Just like at the residential rental property level, running the numbers when you’re looking to buy a large apartment building is critical to ensure you are getting a good deal.  But unlike the residential real estate market, at the commercial level the notion of the capitalization rate – or CAP rate – becomes paramount.  The CAP rate represents the price/income ratio of the property, and the higher the number, the better. But as I explain below, the final number can be open to interpretation.

The formula to calculate CAP rate is as follows.  CAP rate = Net Operating Income / Price.  NOI is calculated as gross rental income plus other income (such as a coin operated washer and dryer), less the vacancy loss (assume 5-10% of annual rental income in the absence of actual data) and property expenses (utilities, insurance, property tax, repairs, management fees, etc.).  One thing to keep in mind is that it is not unusual for sellers to wipe much of their repair expenses off the books in order to make the numbers look better.  So, in many cases it is better to assume 15-20% of the annual rental income will be spent on repairs and property maintenance, depending on the age of the building.  Some other assumptions that you could make in the absence of actual data include 10% for a property manager, 1.25% for property taxes, 0.5% for landlord insurance, and 2-3% for miscellaneous / unexpected repair bills.  A rough rule of thumb is that a building in a nice area will pay about 30% of annual gross income for expenses, whereas a building in “the hood” might pay about 50% for expenses.

Now, the analysis of CAP rates can become tricky because there are external variables in play that extend beyond the numbers themselves.  For example, properties located in nice areas will tend to have lower CAP rates because the prices of those properties will tend to be higher.  Conversely, properties located in an area filled with urban blight would have higher CAP rates because the property prices would be lower in these areas.

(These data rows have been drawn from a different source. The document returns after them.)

Issue #2077, opened 2026-08-26
Perf thesis: maintained indexed subscriptions must preserve async-storage delivery


aeplay:
## Problem

The first attachment of a maintained filtered subscription still scans the
complete root table even when the corresponding one-shot authority query uses
an equality index and is tenant-cardinality bounded.

This dominates edge/global latency for the main multi-tenant query:

```text
WHERE ownerId = session.user
ORDER BY createdAt DESC
LIMIT N
```

## PR #2361 evidence

PR #2361 head: `9ad56bd8f`. The route benchmark held one binding, its 100-row
result, and retained maintained memory fixed while adding unrelated source rows:

| Total source rows | First subscribe | Retained heap |
| ---: | ---: | ---: |
| 2,000 | 63.0 ms | 78.9 KB |
| 10,000 | 159.7 ms | 78.9 KB |
| 100,000 | 1.224 s | 78.9 KB |

The fixed footprint confirms that source-wide witness retention is no longer
the cause in this prototype. The residual first-attach slope is the maintained
program's full physical-current source.

By contrast, the one-shot protected owner query already uses the owner index:

| Total rows | Owned/result rows | Logical reads | Query time |
| ---: | ---: | ---: | ---: |
| 10,000 | 500 | 1,000 | 42.804 ms |
| 100,000 | 500 | 1,000 | 42.796 ms |

The maintained path is therefore table-size dependent while the authority
one-shot path is not. Extrapolating the measured maintained slope puts a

I hope you found this primer on apartment building analysis to be helpful and informative.  Just remember that the calculations and rules of thumb above are designed to allow you to come up with a preliminary property valuation.  In other words, this analysis will tell you if the property is a bust or if it warrants further investigation.  If the preliminary numbers look good, the next step is to launch a full blown due diligence campaign to verify all the information.